Segment Open
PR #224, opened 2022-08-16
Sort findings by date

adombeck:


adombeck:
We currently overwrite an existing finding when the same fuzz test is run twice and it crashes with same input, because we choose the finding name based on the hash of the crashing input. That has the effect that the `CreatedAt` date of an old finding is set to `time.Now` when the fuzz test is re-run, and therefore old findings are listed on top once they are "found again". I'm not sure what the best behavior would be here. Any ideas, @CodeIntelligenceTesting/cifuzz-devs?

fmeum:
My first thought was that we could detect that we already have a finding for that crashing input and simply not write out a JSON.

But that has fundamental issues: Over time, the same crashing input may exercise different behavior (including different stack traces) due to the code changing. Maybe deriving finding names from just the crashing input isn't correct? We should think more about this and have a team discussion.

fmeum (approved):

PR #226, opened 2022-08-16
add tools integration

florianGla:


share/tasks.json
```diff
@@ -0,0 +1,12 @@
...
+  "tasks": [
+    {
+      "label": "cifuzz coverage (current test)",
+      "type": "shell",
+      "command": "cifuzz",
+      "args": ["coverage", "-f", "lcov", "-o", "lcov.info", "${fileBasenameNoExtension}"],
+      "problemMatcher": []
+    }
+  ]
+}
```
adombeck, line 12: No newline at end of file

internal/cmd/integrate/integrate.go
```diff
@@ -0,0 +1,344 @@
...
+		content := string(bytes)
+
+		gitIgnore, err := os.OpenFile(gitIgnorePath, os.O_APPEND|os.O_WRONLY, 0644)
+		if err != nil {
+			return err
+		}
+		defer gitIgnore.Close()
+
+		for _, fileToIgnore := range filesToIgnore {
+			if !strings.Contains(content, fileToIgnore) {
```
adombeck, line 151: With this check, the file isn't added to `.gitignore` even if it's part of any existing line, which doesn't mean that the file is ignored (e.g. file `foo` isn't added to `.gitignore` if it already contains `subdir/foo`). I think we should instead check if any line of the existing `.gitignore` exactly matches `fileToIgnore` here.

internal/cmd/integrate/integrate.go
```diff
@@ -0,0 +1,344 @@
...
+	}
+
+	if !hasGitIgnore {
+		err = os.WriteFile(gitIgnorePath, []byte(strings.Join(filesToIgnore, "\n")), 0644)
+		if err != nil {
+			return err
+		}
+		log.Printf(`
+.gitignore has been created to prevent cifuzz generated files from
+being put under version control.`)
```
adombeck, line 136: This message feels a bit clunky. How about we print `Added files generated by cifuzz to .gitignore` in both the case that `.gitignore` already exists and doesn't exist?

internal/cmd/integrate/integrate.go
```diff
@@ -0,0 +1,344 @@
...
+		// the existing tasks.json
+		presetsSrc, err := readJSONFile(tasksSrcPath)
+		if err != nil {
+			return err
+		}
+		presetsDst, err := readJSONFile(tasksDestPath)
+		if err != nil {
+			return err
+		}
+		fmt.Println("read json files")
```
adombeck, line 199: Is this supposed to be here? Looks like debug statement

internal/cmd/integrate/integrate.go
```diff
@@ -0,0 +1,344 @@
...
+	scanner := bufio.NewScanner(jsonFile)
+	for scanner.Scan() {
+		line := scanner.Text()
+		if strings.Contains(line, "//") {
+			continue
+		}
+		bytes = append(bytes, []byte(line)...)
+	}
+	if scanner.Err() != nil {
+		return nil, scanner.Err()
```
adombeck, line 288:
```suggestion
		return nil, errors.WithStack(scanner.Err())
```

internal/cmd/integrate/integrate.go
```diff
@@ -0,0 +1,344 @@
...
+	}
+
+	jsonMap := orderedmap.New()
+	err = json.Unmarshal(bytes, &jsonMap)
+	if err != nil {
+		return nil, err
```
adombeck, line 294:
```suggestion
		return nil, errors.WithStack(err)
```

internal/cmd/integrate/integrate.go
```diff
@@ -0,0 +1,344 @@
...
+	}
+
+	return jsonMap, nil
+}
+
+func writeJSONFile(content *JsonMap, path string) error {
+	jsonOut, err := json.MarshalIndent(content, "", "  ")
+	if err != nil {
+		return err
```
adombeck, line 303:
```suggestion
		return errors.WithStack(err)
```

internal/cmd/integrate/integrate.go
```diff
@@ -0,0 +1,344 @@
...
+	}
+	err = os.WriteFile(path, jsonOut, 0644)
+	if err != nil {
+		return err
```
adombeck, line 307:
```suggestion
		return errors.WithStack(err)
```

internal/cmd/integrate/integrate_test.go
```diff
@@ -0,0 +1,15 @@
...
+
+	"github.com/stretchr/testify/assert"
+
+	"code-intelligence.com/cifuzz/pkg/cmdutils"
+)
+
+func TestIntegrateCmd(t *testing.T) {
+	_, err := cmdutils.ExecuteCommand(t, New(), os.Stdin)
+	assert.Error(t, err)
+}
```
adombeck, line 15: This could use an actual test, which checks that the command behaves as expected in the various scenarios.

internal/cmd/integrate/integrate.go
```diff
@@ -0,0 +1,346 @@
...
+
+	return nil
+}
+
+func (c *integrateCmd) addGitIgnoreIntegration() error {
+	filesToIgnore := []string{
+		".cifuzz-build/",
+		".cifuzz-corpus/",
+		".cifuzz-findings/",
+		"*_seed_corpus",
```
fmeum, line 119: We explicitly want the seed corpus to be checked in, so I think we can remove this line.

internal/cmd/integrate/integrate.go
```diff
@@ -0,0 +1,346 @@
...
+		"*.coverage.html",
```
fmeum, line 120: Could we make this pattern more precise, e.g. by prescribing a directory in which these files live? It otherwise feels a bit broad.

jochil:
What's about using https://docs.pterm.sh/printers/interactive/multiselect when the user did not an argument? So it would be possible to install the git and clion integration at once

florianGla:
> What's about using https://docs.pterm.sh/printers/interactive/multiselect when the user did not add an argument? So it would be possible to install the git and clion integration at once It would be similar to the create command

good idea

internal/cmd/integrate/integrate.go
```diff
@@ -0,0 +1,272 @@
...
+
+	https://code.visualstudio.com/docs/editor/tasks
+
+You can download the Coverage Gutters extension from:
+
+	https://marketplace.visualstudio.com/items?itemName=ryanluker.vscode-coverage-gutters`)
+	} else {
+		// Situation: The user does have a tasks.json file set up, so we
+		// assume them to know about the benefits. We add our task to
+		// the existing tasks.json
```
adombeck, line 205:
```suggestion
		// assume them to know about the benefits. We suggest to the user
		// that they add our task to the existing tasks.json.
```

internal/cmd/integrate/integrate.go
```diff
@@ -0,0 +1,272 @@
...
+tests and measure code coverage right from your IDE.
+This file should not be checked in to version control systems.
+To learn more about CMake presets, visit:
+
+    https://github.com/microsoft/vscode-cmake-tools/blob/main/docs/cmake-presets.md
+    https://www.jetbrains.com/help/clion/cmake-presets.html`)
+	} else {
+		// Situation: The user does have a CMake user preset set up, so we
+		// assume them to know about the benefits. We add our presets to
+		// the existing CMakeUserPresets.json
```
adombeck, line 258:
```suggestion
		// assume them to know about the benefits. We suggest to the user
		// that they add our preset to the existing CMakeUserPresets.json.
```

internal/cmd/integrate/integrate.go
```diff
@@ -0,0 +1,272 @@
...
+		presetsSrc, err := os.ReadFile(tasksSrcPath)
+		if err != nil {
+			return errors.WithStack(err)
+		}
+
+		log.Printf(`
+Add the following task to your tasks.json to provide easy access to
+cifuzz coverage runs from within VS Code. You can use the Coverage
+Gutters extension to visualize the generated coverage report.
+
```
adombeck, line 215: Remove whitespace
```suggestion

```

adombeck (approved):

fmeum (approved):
Segment Closed
WHAT THE EXERCISE ASKS >> Repeat every entry exactly as written above.

TASK SOLUTION >>
PR #224, opened 2022-08-16
Sort findings by date

adombeck:


adombeck:
We currently overwrite an existing finding when the same fuzz test is run twice and it crashes with same input, because we choose the finding name based on the hash of the crashing input. That has the effect that the `CreatedAt` date of an old finding is set to `time.Now` when the fuzz test is re-run, and therefore old findings are listed on top once they are "found again". I'm not sure what the best behavior would be here. Any ideas, @CodeIntelligenceTesting/cifuzz-devs?

fmeum:
My first thought was that we could detect that we already have a finding for that crashing input and simply not write out a JSON.

But that has fundamental issues: Over time, the same crashing input may exercise different behavior (including different stack traces) due to the code changing. Maybe deriving finding names from just the crashing input isn't correct? We should think more about this and have a team discussion.

fmeum (approved):

PR #226, opened 2022-08-16
add tools integration

florianGla:


share/tasks.json
```diff
@@ -0,0 +1,12 @@
...
+  "tasks": [
+    {
+      "label": "cifuzz coverage (current test)",
+      "type": "shell",
+      "command": "cifuzz",
+      "args": ["coverage", "-f", "lcov", "-o", "lcov.info", "${fileBasenameNoExtension}"],
+      "problemMatcher": []
+    }
+  ]
+}
```
adombeck, line 12: No newline at end of file

internal/cmd/integrate/integrate.go
```diff
@@ -0,0 +1,344 @@
...
+		content := string(bytes)
+
+		gitIgnore, err := os.OpenFile(gitIgnorePath, os.O_APPEND|os.O_WRONLY, 0644)
+		if err != nil {
+			return err
+		}
+		defer gitIgnore.Close()
+
+		for _, fileToIgnore := range filesToIgnore {
+			if !strings.Contains(content, fileToIgnore) {
```
adombeck, line 151: With this check, the file isn't added to `.gitignore` even if it's part of any existing line, which doesn't mean that the file is ignored (e.g. file `foo` isn't added to `.gitignore` if it already contains `subdir/foo`). I think we should instead check if any line of the existing `.gitignore` exactly matches `fileToIgnore` here.

internal/cmd/integrate/integrate.go
```diff
@@ -0,0 +1,344 @@
...
+	}
+
+	if !hasGitIgnore {
+		err = os.WriteFile(gitIgnorePath, []byte(strings.Join(filesToIgnore, "\n")), 0644)
+		if err != nil {
+			return err
+		}
+		log.Printf(`
+.gitignore has been created to prevent cifuzz generated files from
+being put under version control.`)
```
adombeck, line 136: This message feels a bit clunky. How about we print `Added files generated by cifuzz to .gitignore` in both the case that `.gitignore` already exists and doesn't exist?

internal/cmd/integrate/integrate.go
```diff
@@ -0,0 +1,344 @@
...
+		// the existing tasks.json
+		presetsSrc, err := readJSONFile(tasksSrcPath)
+		if err != nil {
+			return err
+		}
+		presetsDst, err := readJSONFile(tasksDestPath)
+		if err != nil {
+			return err
+		}
+		fmt.Println("read json files")
```
adombeck, line 199: Is this supposed to be here? Looks like debug statement

internal/cmd/integrate/integrate.go
```diff
@@ -0,0 +1,344 @@
...
+	scanner := bufio.NewScanner(jsonFile)
+	for scanner.Scan() {
+		line := scanner.Text()
+		if strings.Contains(line, "//") {
+			continue
+		}
+		bytes = append(bytes, []byte(line)...)
+	}
+	if scanner.Err() != nil {
+		return nil, scanner.Err()
```
adombeck, line 288:
```suggestion
		return nil, errors.WithStack(scanner.Err())
```

internal/cmd/integrate/integrate.go
```diff
@@ -0,0 +1,344 @@
...
+	}
+
+	jsonMap := orderedmap.New()
+	err = json.Unmarshal(bytes, &jsonMap)
+	if err != nil {
+		return nil, err
```
adombeck, line 294:
```suggestion
		return nil, errors.WithStack(err)
```

internal/cmd/integrate/integrate.go
```diff
@@ -0,0 +1,344 @@
...
+	}
+
+	return jsonMap, nil
+}
+
+func writeJSONFile(content *JsonMap, path string) error {
+	jsonOut, err := json.MarshalIndent(content, "", "  ")
+	if err != nil {
+		return err
```
adombeck, line 303:
```suggestion
		return errors.WithStack(err)
```

internal/cmd/integrate/integrate.go
```diff
@@ -0,0 +1,344 @@
...
+	}
+	err = os.WriteFile(path, jsonOut, 0644)
+	if err != nil {
+		return err
```
adombeck, line 307:
```suggestion
		return errors.WithStack(err)
```

internal/cmd/integrate/integrate_test.go
```diff
@@ -0,0 +1,15 @@
...
+
+	"github.com/stretchr/testify/assert"
+
+	"code-intelligence.com/cifuzz/pkg/cmdutils"
+)
+
+func TestIntegrateCmd(t *testing.T) {
+	_, err := cmdutils.ExecuteCommand(t, New(), os.Stdin)
+	assert.Error(t, err)
+}
```
adombeck, line 15: This could use an actual test, which checks that the command behaves as expected in the various scenarios.

internal/cmd/integrate/integrate.go
```diff
@@ -0,0 +1,346 @@
...
+
+	return nil
+}
+
+func (c *integrateCmd) addGitIgnoreIntegration() error {
+	filesToIgnore := []string{
+		".cifuzz-build/",
+		".cifuzz-corpus/",
+		".cifuzz-findings/",
+		"*_seed_corpus",
```
fmeum, line 119: We explicitly want the seed corpus to be checked in, so I think we can remove this line.

internal/cmd/integrate/integrate.go
```diff
@@ -0,0 +1,346 @@
...
+		"*.coverage.html",
```
fmeum, line 120: Could we make this pattern more precise, e.g. by prescribing a directory in which these files live? It otherwise feels a bit broad.

jochil:
What's about using https://docs.pterm.sh/printers/interactive/multiselect when the user did not an argument? So it would be possible to install the git and clion integration at once

florianGla:
> What's about using https://docs.pterm.sh/printers/interactive/multiselect when the user did not add an argument? So it would be possible to install the git and clion integration at once It would be similar to the create command

good idea

internal/cmd/integrate/integrate.go
```diff
@@ -0,0 +1,272 @@
...
+
+	https://code.visualstudio.com/docs/editor/tasks
+
+You can download the Coverage Gutters extension from:
+
+	https://marketplace.visualstudio.com/items?itemName=ryanluker.vscode-coverage-gutters`)
+	} else {
+		// Situation: The user does have a tasks.json file set up, so we
+		// assume them to know about the benefits. We add our task to
+		// the existing tasks.json
```
adombeck, line 205:
```suggestion
		// assume them to know about the benefits. We suggest to the user
		// that they add our task to the existing tasks.json.
```

internal/cmd/integrate/integrate.go
```diff
@@ -0,0 +1,272 @@
...
+tests and measure code coverage right from your IDE.
+This file should not be checked in to version control systems.
+To learn more about CMake presets, visit:
+
+    https://github.com/microsoft/vscode-cmake-tools/blob/main/docs/cmake-presets.md
+    https://www.jetbrains.com/help/clion/cmake-presets.html`)
+	} else {
+		// Situation: The user does have a CMake user preset set up, so we
+		// assume them to know about the benefits. We add our presets to
+		// the existing CMakeUserPresets.json
```
adombeck, line 258:
```suggestion
		// assume them to know about the benefits. We suggest to the user
		// that they add our preset to the existing CMakeUserPresets.json.
```

internal/cmd/integrate/integrate.go
```diff
@@ -0,0 +1,272 @@
...
+		presetsSrc, err := os.ReadFile(tasksSrcPath)
+		if err != nil {
+			return errors.WithStack(err)
+		}
+
+		log.Printf(`
+Add the following task to your tasks.json to provide easy access to
+cifuzz coverage runs from within VS Code. You can use the Coverage
+Gutters extension to visualize the generated coverage report.
+
```
adombeck, line 215: Remove whitespace
```suggestion

```

adombeck (approved):

fmeum (approved):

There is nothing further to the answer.